Please help me , considering i am just a beginner into tensorflow, if it has something to do with the placeholder then please explain.
Thanks in advance!
"""
os.environ removes the warning
"""
import os
os.environ['TF_CPP_MIN_LOG_LEVEL'] = '2'
"""
tensorflow starts below
"""
import tensorflow as tf
from tensorflow.examples.tutorials.mnist import input_data
mnist = input_data.read_data_sets("/tmp/data/",one_hot=True)
# 10 classes , 0-9
"""
nodes for the hidden layers
"""
n_nodes_hl1 = 500
n_nodes_hl2 = 500
n_nodes_hl3 = 500
n_classes = 10 # 0-9
batch_size = 100
"""
placeholders
"""
x = tf.placeholder('float',[None,784]) # 784 is 28*28 ,i.e., the size of mnist images
y = tf.placeholder('float')
# y is the label of data
def neural_network_model(data):
# biases are added so that the some neurons get fired even when input_data is 0
hidden_1_layer = {'weights':tf.Variable(tf.random_normal([784,n_nodes_hl1])),'biases':tf.Variable(tf.random_normal([n_nodes_hl1]))}
hidden_2_layer = {'weights':tf.Variable(tf.random_normal([n_nodes_hl1,n_nodes_hl2])),'biases':tf.Variable(tf.random_normal([n_nodes_hl2]))}
hidden_3_layer = {'weights':tf.Variable(tf.random_normal([n_nodes_hl2,n_nodes_hl3])),'biases':tf.Variable(tf.random_normal([n_nodes_hl3]))}
output_layer = {'weights':tf.Variable(tf.random_normal([n_nodes_hl3,n_classes])),
'biases':tf.Variable(tf.random_normal([n_classes]))}
# (input_data * weights) + biases
l1 = tf.add(tf.matmul(data,hidden_1_layer['weights']) , hidden_1_layer['biases'])

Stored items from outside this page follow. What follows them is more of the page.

PR #503, opened 2018-04-17
Switch to using standalone Outcome library.

### LINKED ISSUE #494: Use standalone result library instead
As said in #477, the Result objects got split out into a separate library (https://github.com/python-trio/outcome). There's no point duplicating all the code in Trio - better to depend on it directly.

Todo:  
 - [ ] Gut result code inside of Trio  
 - [ ] Use the results from `outcome` instead.

Maybe make the current objects in Trio simply redirect to the outcome objects until the next version, deprecating them in 0.5 (with a redirect) and removing in 0.6.

### LINKED ISSUE #505: Trio fails when using single-use Outcome
```
_________________________________________ test_epoll_statistics _________________________________________

self = Error(AlreadyUsedError())

    def unwrap(self):
        self._set_unwrapped()
>       raise self.error

../outcome/src/outcome/_sync.py:106: 
_ _ _ _ _ _ _ _ _ _ _ _ _ _ _ _ _ _ _ _ _ _ _ _ _ _ _ _ _ _ _ _ _ _ _ _ _ _ _ _ _ _ _ _ _ _ _ _ _ _ _ _ _
/usr/lib/python3/dist-packages/contextvars/__init__.py:66: in run
    return callable(*args, **kwargs)
trio/_core/_run.py:938: in init
    self.entry_queue.spawn()
/usr/lib/python3/dist-packages/async_generator/_util.py:42: in __aexit__
    await self._agen.asend(None)
/usr/lib/python3/dist-packages/async_generator/_impl.py:274: in asend
    return await self._do_it(self._it.send, value)
/usr/lib/python3/dist-packages/async_generator/_impl.py:290: in _do_it
    return await ANextIter(self._it, start_fn, *args)
/usr/lib/python3/dist-packages/async_generator/_impl.py:202: in send
    return self._invoke(self._it.send, value)
/usr/lib/python3/dist-packages/async_generator/_impl.py:209: in _invoke
    result = fn(*args)
trio/_core/_run.py:313: in open_nursery
    await nursery._nested_child_finished(nested_child_exc)
trio/_core/_run.py:411: in _nested_child_finished
    await wait_task_rescheduled(aborted)
trio/_core/_traps.py:159: in wait_task_rescheduled
    return (await _async_yield(WaitTaskRescheduled(abort_func))).unwrap()
../outcome/src/outcome/_sync.py:84: in unwrap
    self._set_unwrapped()
_ _ _ _ _ _ _ _ _ _ _ _ _ _ _ _ _ _ _ _ _ _ _ _ _ _ _ _ _ _ _ _ _ _ _ _ _ _ _ _ _ _ _ _ _ _ _ _ _ _ _ _ _

self = Value(None)

    def _set_unwrapped(self):
        if self._unwrapped:
>           raise AlreadyUsedError
E           outcome.AlreadyUsedError

```

Fuyukai:
Closes #494. Closes #505.

Not sure what to do about the Result object section in hazmat docs yet.


trio/_core/_result.py
```diff
@@ -1,125 +1,29 @@
...
 
+__all__ = ["Result", "Value", "Error"]
 
-@attr.s(frozen=True, repr=False)
-class Error(Result):
-    """Concrete :class:`Result` subclass representing a raised exception.
 
-    """
+class Result(outcome.Outcome):
+    @deprecated(version="0.5.0", issue=494, instead="outcome.Outcome")
```
oremanj: `Result` was previously an ABC, so I wouldn't expect anyone to be trying to construct it; I think the deprecation notice would need to go on capture(), acapture(), and the constructors of Value and Error in order to have any effect.

njsmith: For `Value` and `Error` I'd suggest using `trio._deprecate`'s trick for module level deprecations. It lets you say "when someone accesses `trio.hazmat.Value`, then give them [this] deprecation message and then return [this] object." It looks like the diff for 089c6ff02e624190d4cd3c4f3f2543cabcddfdec has an example.

It might even be simplest to use this for `Result` too. The advantage is that it gives a warning for `isinstance(x, trio.hazmat.Result)`.

njsmith:
> Not sure what to do about the Result object section in hazmat docs yet.

You can delete the documentation of the `Result` objects themselves, and update the docs as if we always used `outcome`. (So e.g. `wait_task_rescheduled`'s docstring will need some changes.)

Fuyukai:
So, this doc.py nitpicky thing isn't very sustainable since we have to add every deprecated item there as it's in the changelog by a reference still.

njsmith:
I think it would also be fine to convert the old changelog links into regular literal strings, if that's easier? (I know it feels weird to edit old changelogs, but it's just a formatting tweak, not a content change.) Unfortunately without the nitpicky thing it's very very easy to have broken links all over the place :-/.

smurfix:
+1 on converting old changelog entries to literals. The link is dead, no sense in keeping it.

Fuyukai:
Shoutouts to jenkins for arbitrarily refusing to install dependencies sometimes

Fuyukai:
The build is failing because Travis hates me, I guess. Other than that, is all ready.

njsmith:
The build failure was sphinx trying to fetch the intersphinx inventories, and then failing with the gnomic error message:

```
Warning, treated as error:
failed to reach any of the inventories with the following issues:
```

l1 = tf.nn.relu(l1) # activation func
l2 = tf.add(tf.matmul(l1,hidden_2_layer['weights']) , hidden_2_layer['biases'])
l2 = tf.nn.relu(l2) # activation func
l3 = tf.add(tf.matmul(l2,hidden_3_layer['weights']) , hidden_3_layer['biases'])
l3 = tf.nn.relu(l3) # activation func
output = tf.matmul(l3,output_layer['weights']) + output_layer['biases']
return output
# we now have modeled a neural network
def train_neural_network(x):
prediction = neural_network_model(x)
cost = tf.reduce_mean(tf.nn.softmax_cross_entropy_with_logits(logits=prediction,labels=y))
# softmax_cross_entropy_with_logits ==> for changing weights
# we wanna minimize the difference
# AdamOptimizer optionally has a learning_reate : 0.0001
optimizer = tf.train.AdamOptimizer().minimize(cost)
hm_epochs = 5 # cycles of feed forward + back
with tf.Session() as sess:
sess.run(tf.global_variables_initializer()) # replace it with global_variable_initializer
for epoch in range(hm_epochs):
epoch_loss = 0
for _ in range(int(mnist.train.num_examples/batch_size)):
epoch_x,epoch_y = mnist.train.next_batch(batch_size)
_,c = sess.run([optimizer, cost], feed_dict = {x: epoch_x, y: epoch_y})
epoch_loss += c
print('Epoch',epoch,'completed out of',hm_epochs,' loss:',epoch_loss)
correct = tf.equal(tf.argmax(prediction,1),tf.argmax(y,1))
accuracy = tf.reduce_mean(tf.cast(correct,'float')) # cast changes the data type of a tensor
print('Accuracy: ',accuracy.eval({x:mnist.test.images,y:mnist.test.labels}))
if __name__ == "__main__":
train_neural_network(x)
To see where the MNIST data is transferred into the tf.placeholder() tensors x and y, focus on these lines:
for _ in range(int(mnist.train.num_examples/batch_size)):
epoch_x, epoch_y = mnist.train.next_batch(batch_size)
_, c = sess.run([optimizer, cost], feed_dict = {x: epoch_x, y: epoch_y})
The arrays epoch_x and epoch_y are a pair of (somewhat confusingly named) NumPy arrays that contain a batch of batch_size images and labels respectively from the MNIST training data set. They will contain a different batch in each iteration of the for loop.
The feed_dict argument to sess.run() tells TensorFlow to substitute the value of epoch_x for placeholder x, and the value of epoch_y for placeholder y. Thus TensorFlow will use those values to run a step of the optimization algorithm (Adam, in this case).
Note that the MNIST data is also used on this line:
print('Accuracy: ', accuracy.eval({x: mnist.test.images, y: mnist.test.labels}))
...except here the program is using the entire test data set to evaluate the accuracy of the model.